AI systems are not as rigorously tested as other medical devices, and have already made serious mistakes
Few tech startups publish their research in peer-reviewed journals, which allow other scientists to scrutinize their work, according to a January article in the European Journal of Clinical Investigation. Such “stealth research”—described only in press releases or promotional events—often overstates a company’s accomplishments.
And although software developers may boast about the accuracy of their AI devices, experts note that AI models are mostly tested on computers, not in hospitals or other medical facilities. Using unproven software “may make patients into unwitting guinea pigs,” said Ron Li, medical informatics director for AI clinical integration at Stanford Health Care.
Health products powered by artificial intelligence, or AI, are streaming into our lives, from virtual doctor apps to wearable sensors and drugstore chatbots. IBM boasted that its AI could “out think cancer.” Others say computer systems that read X-rays will make radiologists obsolete.

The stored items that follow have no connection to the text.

PR #1963, opened 2023-11-22
Update Global Carbon Budget

pabloarosado:
Update Global Carbon Budget data.

NOTE:
* This PR compares only the changes with respect to the current version.
* Some URLs of snapshots are private S3 links, since the data is not going to be published until 2023-12-05.

TODO: (@lucasrodes, @Marigold do you think the following workflow makes sense?)
* Before 2023-05-12:
  * Merge this PR as soon as it is reviewed.
  * Execute chart revisions in the temporary PR server of the reference branch.
* On 2023-12-05:
  * Remove all the instances of `-private` in the dag of the reference branch.
  * Update URLs in snapshot dvc files, remove `outs:` sections, and run snapshots again.
    * Run all steps locally and check that nothing changed, then push to reference branch.
  * Merge reference branch to master.
  * Execute the sync tool to move all charts to live.


pabloarosado:
> @pabloarosado sounds good! We should be a bit careful when using the sync tool; it still hasn't been battle-tested. On 2023-12-05 I'll first try to migrate it to a different staging server (not production) and if everything looks good then we merge & migrate to prod.

Thanks, if we are not yet very confident with this tool, I can just not use it and do the chart revision again on live. This dataset is big and important, so it's better not to risk errors on publication day.

Marigold:
No, let's use it! But with a test run first...

pabloarosado:
> No, let's use it! But with a test run first...

OK, feel free to edit the issue description above to explain how the workflow should be on that day.

snapshots/gcp/2023-12-05/global_carbon_budget.py
```diff
@@ -44,6 +52,7 @@ def main(upload: bool) -> None:
         snap = Snapshot(f"gcp/{SNAPSHOT_VERSION}/{data_file}")
 
         # Replace the full citation and description in the metadata.
+        snap.metadata.origin.attribution = ATTRIBUTION  # type: ignore
```
lucasrodes, line 55: (no action needed)
I was checking and I am not sure what the warning raised here actually means.

> "attribution" is not a known member of "None"Pylance[reportOptionalMemberAccess](https://github.com/microsoft/pyright/blob/main/docs/configuration.md#reportOptionalMemberAccess)

pabloarosado:
> LGTM, nice work, Pablo.
> 
> Just a side comment on how you structure functions in a Python file: I prefer having the 'parent' functions (i.e. the main functions, like `run`) at the top of the file. I find it easier to understand the flow in the script, and don't have to scroll all the way down to get a first idea on what the script does.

Even the U.S. Food and Drug Administration—which has approved more than 40 AI products in the past five years—says “the potential of digital health is nothing short of revolutionary.”

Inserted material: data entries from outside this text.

PR #1966, opened 2023-11-22
💄 Adding origins to historical literacy and expenditure datasets

veronikasamborska1994:
Because the two datasets on expenditure and literacy were fasttracked I am using a custom function in misc to define origins for the historical literacy and expenditure estimates. These are combined with the World Bank EdStats metadata (already updated to a new format) for the subsequent data pages (specifically [this one which is on the list of the most important ones](https://ourworldindata.org/grapher/cross-country-literacy-rates?tab=map)).


veronikasamborska1994:
hey @pabloarosado I've now moved the metadata reformatting to snapshot and it looks good on grapher!

snapshots/education/2018-04-18/literacy_rates.feather.dvc
```diff
@@ -1,82 +1,27 @@
...
+      This dataset combines long-run cross-country literacy rates from several sources
+      including the World Bank's WDI, CIA Factbook, and other historical data series.
+      Key sources include Buringh & Van Zanden (2009) for data before 1800, Broadberry
+      and O'Rourke (2010) for 1820 and 1870, and van Zanden et al. (2014) for global
+      estimates from 1820-2000. It also includes recent estimates for high-income
+      countries and available 2016 data from the CIA World Factbook. Note that the
+      sources may have discrepancies and different underlying methodologies, and thus
+      year-to-year changes should be interpreted cautiously.
+    # Citation
+    producer: Our World in Data
```
pabloarosado, line 17: As explicitly mentioned in [the guidelines](https://docs.owid.io/projects/etl/architecture/metadata/reference/origin/#originproducer), and discussed multiple times, the producer is (almost) never OWID. The only case where this is true is for the `regions` dataset. If you have very strong reasons to choose OWID as a producer, it would be good to discuss it and change the guidelines.
In this case, I suppose the producer could be either "World Bank" or "Various sources".

pabloarosado (changes requested):
Hi @veronikasamborska1994, there are a few things I would change in this PR:
1. It's much better (for reviewers and for future you) to explicitly load all datasets at the beginning of the run function, instead of "secretly" loading them inside `combine_historical_literacy_expenditure`.
2. A minor improvement is to load datasets using: `ds_meadow = paths.load_dataset("education")` (and the same for the other two datasets). This simplifies the code.
3. I don't understand why you use `copy_metadata` multiple times. This is used mostly for operations that do not propagate metadata. But `merge` does propagate origins. When you use `copy_metadata` you are actually **removing** origins. And because of this later you are forced to manually combine origins. Why not letting `merge` propagate origins automatically? So, I'd suggest to remove all instances of `copy_metadata`.
4. The functions `decide_literacy` and `decide_expenditure` look to me like they could be deleted. Instead, you can define `combined_df["combined_literacy"] = combined_df["SE.ADT.LITR.ZS"].fillna(combined_df["literacy_rates__world_bank__cia_world_factbook__and_other_sources"])` (and similar for expenditure), isn't that the intention? Using a fillna would also propagate origins automatically.
5. After you have done the previous changes, I believe you won't need to manually change origins.
6. Be careful when doing `metadata = tb.metadata`, if you change `metadata`, it may alter `tb.metadata` (not totally sure). A safer option would be to do `metadata = tb.metadata.copy()`.
7. I've spotted a `Normalised` somewhere. We should use American spelling, `Normalized`.

I'd suggest to implement those changes, unless I misunderstood something.

veronikasamborska1994:
thanks @pabloarosado! and thanks for spotting the redundancy with .copy_metadata. I think when I first started using the new metadata the pr.merge wasn't working properly and propagating the metadata correctly in every case and this was my solution and looks like I continued just using this as a default. I've made all of the changes you've suggested now. Could you take a look and approve if it all looks ok now (when you get a chance)?

veronikasamborska1994:
@pabloarosado all done now! thanks again for this feedback! also, useful for any future updates I'll have to do (old ---> new metadata format).

etl/steps/data/garden/wb/2023-07-10/education.py
```diff
@@ -73,21 +75,19 @@ def run(dest_dir: str) -> None:
...
     # Combine recent literacy estimates and expenditure data with historical estimates from a migrated dataset
-    tb, combined_literacy_description, combined_expenditure_description = combine_historical_literacy_expenditure(tb)
+    tb = combine_historical_literacy_expenditure(tb, tb_literacy, tb_expenditure)
 
     # Compare two columnst that seem to have identical indicies (if values are the same then remove)
     if tb["SE.XPD.TOTL.GD.ZS"].equals(tb["SE.XPD.TOTL.GD.ZS."]):
         # If they are the same, drop one of the columns
         tb.drop("SE.XPD.TOTL.GD.ZS.", axis=1, inplace=True)
     else:
         print("The columns are not the same.")
```
pabloarosado, line 85: Instead of printing, you should assert things. Assert that the columns are identical, then drop one of them. If it changes in the next update, you will not have any way to miss it.

etl/steps/data/garden/wb/2023-07-10/education.py
```diff
@@ -100,22 +100,34 @@ def run(dest_dir: str) -> None:
     ds_garden.save()
 
 
-def combine_historical_literacy_expenditure(tb):
+def combine_historical_literacy_expenditure(tb, tb_literacy, tb_expenditure):
     """
-    Combines historical and recent literacy and expenditure data into a single DataFrame.
+    Merges historical and recent literacy and expenditure data into a single DataFrame.
```
pabloarosado, line 105: Style: In Python, the first line in a docstring should be imperative, e.g. "Merge historical...".

pabloarosado: DataFrame -> Table?

snapshots/education/2018-04-18/literacy_rates.feather.dvc
```diff
@@ -1,82 +1,27 @@
...
-      there was data available.
-
-
-      - Sources for each country-year observation can be found in [this table.](http://ourworldindata.org/wp-content/uploads/2018/06/cross-country-literacy-sources-final.csv)
-    url: '- World Bank: https://data.worldbank.org/indicator/SE.ADT.LITR.ZS </br>
-      - CIA Factbook: https://www.cia.gov/library/publications/the-world-factbook/
-      </br> - Links to other sources below'
+  origin:
+    # Data product / Snapshot
+    title: Cross-country literacy rates - World Bank, CIA World Factbook, and other Sources
```
pabloarosado, line 6: The title should not include the producer.

snapshots/education/2018-04-18/literacy_rates.feather.dvc
```diff
@@ -1,82 +1,27 @@
...
+    description: >
```
pabloarosado, line 7: The sources should be specified in `citation_full` (although there can be some overlap with the description, if it helps describe the dataset).

snapshots/education/2018-04-18/literacy_rates.feather.dvc
```diff
@@ -1,82 +1,27 @@
...
+      and O'Rourke (2010) for 1820 and 1870, and van Zanden et al. (2014) for global
+      estimates from 1820-2000. It also includes recent estimates for high-income
+      countries and available 2016 data from the CIA World Factbook. Note that the
+      sources may have discrepancies and different underlying methodologies, and thus
+      year-to-year changes should be interpreted cautiously.
+    # Citation
+    producer: Various sources
+    citation_full: 'Literacy rates (World Bank, CIA World Factbook, and other sources)'
+    # Files
+    url_main: 'https://data.worldbank.org/indicator/SE.ADT.LITR.ZS, https://www.cia.gov/library/publications/the-world-factbook/, and other sources.'
```
pabloarosado, line 20: `url-main` as far as I know should be just one URL (otherwise I can imagine that it will cause issues in grapher). Any additional ones should be in `description` or `citation_full` or elsewhere.

pabloarosado (approved):
I added some minor style and metadata corrections. After that, feel free to merge!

Yet many health industry experts fear AI-based products won’t be able to match the hype. Many doctors and consumer advocates fear that the tech industry, which lives by the mantra “fail fast and fix it later,” is putting patients at risk—and that regulators aren’t doing enough to keep consumers safe.
Early experiments in AI provide reason for caution, said Mildred Cho, a professor of pediatrics at Stanford’s Center for Biomedical Ethics.

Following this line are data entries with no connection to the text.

PR #1967, opened 2023-11-23
:sparkles: Speedup add_regions_aggregates

Marigold:
Speed up add_regions_aggregates by avoiding for loop over variables. This is very noticeable for datasets with 100+ variables.

Also add unit test to clarify what happens if mandatory country has NaN values (@pabloarosado  this is not a but, it works in the end)

### DIFF
--- a/etl/data_helpers/geo.py
+++ b/etl/data_helpers/geo.py
@@ -320,26 +320,25 @@ def add_region_aggregates(
     variables = list(aggregations)
 
     # Initialise dataframe of added regions, and add variables one by one to it.
-    df_region = pd.DataFrame({country_col: [], year_col: []}).astype(dtype={country_col: "object", year_col: "int"})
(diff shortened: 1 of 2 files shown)


pabloarosado (approved):
Thanks for doing this, it looks good, and right now I can't remember why I imposed going variable by variable when aggregating. But to give old Pablo R the benefit of the doubt, I'd appreciate if you could run a datadiff on all ETL to ensure that absolutely nothing changes. Would that be possible? Cause this function is used in many places, and issues with regions are always tricky to find and to fix.

Marigold:
> Would that be possible? Cause this function is used in many places, and issues with regions are always tricky to find and to fix.

Yep. I added comment `# DELETEME` after every `add_regions_aggregate` which triggered build for all these datasets. Datadiff looked clean.

PR #1981, opened 2023-11-27
:bug: fix overriding table's short name

Marigold:
The problem is in [these lines](https://github.com/owid/etl/blob/master/etl/steps/data/meadow/rff/2023-10-19/emissions_weighted_carbon_price.py#L40-L45)
```
# Read economy data.
tb_economy = pr.read_csv(z.open(DATA_PATH_ECONOMY), metadata=metadata, origin=origin)
tb_economy.metadata.short_name = "emissions_weighted_carbon_price_economy"

# Read coverage data.
tb_coverage = pr.read_csv(z.open(DATA_PATH_COVERAGE), metadata=metadata, origin=origin)
tb_coverage.metadata.short_name = "emissions_weighted_carbon_price_coverage"
```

Systems developed in one hospital often flop when deployed in a different facility, Cho said. Software used in the care of millions of Americans has been shown to discriminate against minorities. And AI systems sometimes learn to make predictions based on factors that have less to do with disease than the brand of MRI machine used, the time a blood test is taken or whether a patient was visited by a chaplain. In one case, AI software incorrectly concluded that people with pneumonia were less likely to die if they had asthma, an error that could have led doctors to deprive asthma patients of the extra care they need.
“It’s only a matter of time before something like this leads to a serious health problem,” said Steven Nissen, chairman of cardiology at the Cleveland Clinic.
Medical AI, which pulled in $1.6 billion in venture capital funding in the third quarter alone, is “nearly at the peak of inflated expectations,” concluded a July report from the research company Gartner. “As the reality gets tested, there will likely be a rough slide into the trough of disillusionment.”
Experts such as Bob Kocher, a partner at the venture capital firm Venrock, are more blunt. “Most AI products have little evidence to support them,” Kocher said. Some risks won’t become apparent until an AI system has been used by large numbers of patients. “We’re going to keep discovering a whole bunch of risks and unintended consequences of using AI on medical data,” Kocher said.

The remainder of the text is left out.